I'm not a big fan of King Kong. Don't get me wrong, I like the original film for all that it was, but as a character,.. just not that into him. Definitely not into this Kong. This was maybe the worst ape suit ever created for film. It never look anything less than a man in hairy clothes.
While the Kong suit was lacking there were some pretty neat effect shots used in this film. The giant octopus attack is pretty cool. (Until they start throwing things at it and you can see the shadows of the objects as they hit the projector wall)

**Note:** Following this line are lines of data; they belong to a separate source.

PR #760, opened 2026-05-14
resource_contacts: error if contacts are not set exactly once each

zofrex:
Similar to #755, but a `Set` not a `List`.

Without this patch, the following terraform plans successfully:

```terraform
resource "tailscale_contacts" "test_contacts" {
  account {
    email = "account@example.com"
  }

  support {
    email = "support@example.com"
  }

  # security {
  #   email = "security@example.com"
  # }
}
```

This is not permitted in the previous version of the provider:

```
│ Error: Insufficient security blocks
│
│   on main.tf line 31, in resource "tailscale_contacts" "test_contacts":
│   31: resource "tailscale_contacts" "test_contacts" {
│
│ At least 1 "security" blocks are required.
```

The schema has validators:

```
	Validators: []validator.Set{
		setvalidator.SizeAtLeast(1),
		setvalidator.SizeAtMost(1),
	},
```

But the docs for `SizeAtLeast` explains why this has no effect (same as in #755):

> Null (unconfigured) and unknown (known after apply) values are skipped.

We could use the `listvalidator.IsRequired` validator, which even suggests it's an appropriate validator for the scenario:

```
// This validator is equivalent to the `Required` field on attributes and is only
// practical for use with `schema.ListNestedBlock`
```

But that produces a slightly less helpful error message:

```
│ Error: Invalid Block
│
│   with tailscale_contacts.test_contacts,
│   on main.tf line 31, in resource "tailscale_contacts" "test_contacts":
│   31: resource "tailscale_contacts" "test_contacts" {
│
│ Block security must have a configuration value as the provider has marked it as required
```

Additionally, the error message for supplying too many blocks, rather than not supplying one, also got a little worse. The terraform:

```terraform
resource "tailscale_contacts" "test_contacts" {
  account {
    email = "account@example.com"
  }

  support {
    email = "support@example.com"
  }

  security {
    email = "security1@example.com"
  }

  security {
    email = "security2@example.com"
  }
}
```

On the previous provider results in:

```
│ Error: Too many security blocks
│
│   on main.tf line 44, in resource "tailscale_contacts" "test_contacts":
│   44:   security {
│
│ No more than 1 "security" blocks are allowed
```

But on the latest we get:

```
│ Error: Invalid Attribute Value
│
│   with tailscale_contacts.test_contacts,
│   on main.tf line 31, in resource "tailscale_contacts" "test_contacts":
│   31: resource "tailscale_contacts" "test_contacts" {
│
│ Attribute security set must contain at most 1 elements, got: 2
```

This PR adds a custom validator, `ExactlyOneBlockRequiredSet`, that checks that the provided `SetNestedBlock` is not null and has length exactly 1. If it is not set, or length 0, it produces this error message:

```
│ Error: No security block
│
│   with tailscale_contacts.test_contacts,
│   on main.tf line 31, in resource "tailscale_contacts" "test_contacts":
│   31: resource "tailscale_contacts" "test_contacts" {
│
│ A "security" block is required.
```

And if the length is more than 1, it produces _this_ error message:

```
│ Error: Too many security blocks
│
│   with tailscale_contacts.test_contacts,
│   on main.tf line 31, in resource "tailscale_contacts" "test_contacts":
│   31: resource "tailscale_contacts" "test_contacts" {
│
│ Only one "security" block is allowed.
```

There is a slight quirk where this is allowed:

```terraform
  security {
    email = "security@example.com"
  }

  security {
    email = "security@example.com"
  }
```

Even though this is not:

```
  security {
    email = "security@example.com"
  }

  security {
    email = "security2@example.com" # N.B: this one is different
  }
```

I think this is because it is a `Set` and not a `List` so equal blocks are de-duped?

Updates tailscale/corp#37032

### DIFF
--- a/tailscale/resource_contacts.go
+++ b/tailscale/resource_contacts.go
@@ -6,7 +6,6 @@ package tailscale
 import (
 	"context"
 
-	"github.com/hashicorp/terraform-plugin-framework-validators/setvalidator"
 	"github.com/hashicorp/terraform-plugin-framework/attr"
 	"github.com/hashicorp/terraform-plugin-framework/diag"
 	"github.com/hashicorp/terraform-plugin-framework/resource"
@@ -69,8 +68,7 @@ func (r *contactsResource) Schema(_ context.Context, _ resource.SchemaRequest, r
 					},
 				},
 				Validators: []validator.Set{
-					setvalidator.SizeAtLeast(1),
-					setvalidator.SizeAtMost(1),
+					ExactlyOneBlockRequiredSet(),
 				},
 			},
 			"support": schema.SetNestedBlock{
@@ -84,8 +82,7 @@ func (r *contactsResource) Schema(_ context.Context, _ resource.SchemaRequest, r
 					},
 				},
 				Validators: []validator.Set{
-					setvalidator.SizeAtLeast(1),
-					setvalidator.SizeAtMost(1),
+					ExactlyOneBlockRequiredSet(),
 				},
 			},
 			"security": schema.SetNestedBlock{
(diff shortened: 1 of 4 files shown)


mpminardi (approved):
Thank you for the thorough writeup!

PR #763, opened 2026-05-18
resource_acl: validate policy file at plan time

### LINKED ISSUE #762: tailscale_acl: validate policy file on plan

I have a CI workflow set up to do planning on PR, but it failed after merge because there was a test in my policy file that wasn't validated before merge.

On apply the only error I got was `400`, which also made it hard to figure out what went wrong

I'd like the policy file to get validated while planning.

bouk:
## Summary

- Adds `ModifyPlan` to `tailscale_acl` that calls the policy file Validate API at plan time.
- Updates the resource description accordingly.

Fixes #762.

### DIFF
--- a/docs/resources/acl.md
+++ b/docs/resources/acl.md
@@ -3,14 +3,14 @@ page_title: "tailscale_acl Resource - terraform-provider-tailscale"
 subcategory: ""
 description: |-
   The acl resource allows you to configure a Tailscale policy file. See https://tailscale.com/kb/1395/tailnet-policy-file for more information. Note that this resource will completely overwrite existing policy file contents for a given tailnet.
-  If tests are defined in the policy file (the top-level "tests" section), policy file validation will occur before creation and update operations are applied.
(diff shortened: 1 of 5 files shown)


alexwlchan:
Thanks for this @bouk! The acceptance tests aren't working as I'd expect – if I remove the mocked responses and replace the ACL with one that fails tests, I get the same unhelpful "Invalid ACL" message. That might be a problem in the Go client, which I'm going to check next.

Additionally, we should make sure whatever nice error handling we add here is also supported in the apply stage, for anybody who skips the plan.

alexwlchan:
I understand why this isn't working! There's a bug in the Go client SDK: https://github.com/tailscale/tailscale-client-go-v2/issues/100

We'll fix that, then we can revisit this patch.

neinkeinkaffee (approved):

neinkeinkaffee:
Thank you for the contribution @bouk! With @alexwlchan's  fix of the Go client SDK this is now good to be rebased and merged.

Issue #764, opened 2026-05-19
`tailscale_tailnet_key` key nulled on state refresh


horjulf:
**Describe the bug**

`v0.29` with https://github.com/tailscale/terraform-provider-tailscale/pull/726 introduced a change in state for `tailscale_tailnet_key`, after initial resource creation, on the next state read, `key` becomes `null`.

This film marks what many consider a decline in the Godzilla film franchise. With the exception of the next film, Mothra vs. Godzilla, the films in the series all take a lighter sometimes almost comical approach. (Ishiro Honda claims he was disappointed in this new direction. He apparently carried his disappointed all the way to the bank however since he directed 6 more of the films!) This can be seen very obviously in the comedic reactions of Mr. Tako and Sakurai and Kinsaburo's island guide.

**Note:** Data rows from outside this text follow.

PR #768, opened 2026-05-22
resource_device_key: do nothing on delete

### LINKED ISSUE #401: Deleting tailscale_device_key resources results in key expiry being disabled
When the resource is deleted, the provider calls the API with an empty `tsclient.DeviceKey{}`, which results in `KeyExpiryDisabled` being set to false on the server.

It's not clear that this is the behavior we want when deleting device key resources.

zofrex:
Fixes #401 by changing deletion to a no-op. Also add a warning about that:

```
│ Warning: Resource Destruction Considerations
│
│ Destroying this resource will only remove the resource from the Terraform state and
│ will not undo or change the device's key settings. Use a tailscale_device_key resource
│ to explicitly change the key expiry setting, or manually update it via the admin
│ console.
```

### DIFF
--- a/tailscale/resource_device_key.go
+++ b/tailscale/resource_device_key.go
@@ -19,6 +19,7 @@ var (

Like the film to follow it makes a pretty obvious statement against commercialism and the love of money over the needs of the people. Greed is evil and if you're not careful a giant ape might destroy you.
I do find it ironic however that a film that gives such a strong message such as this turns out to be one of Toho's most commercially successful films of the time!
[As a foot note, let me do my part in debunking they myth that there were two endings depending on whether you saw the Japanese or the American releases. For a long time it was believed that depending on which version you saw the outcome of the fight was changed. American, King Kong wins. Japanese, Godzilla swims into the sunset. This was never the case and stemmed from an incorrect article written in the Spacemen
magazine. No matter which film you see, King Kong comes out the obvious victor and the fate of Godzilla is left to our imaginations.]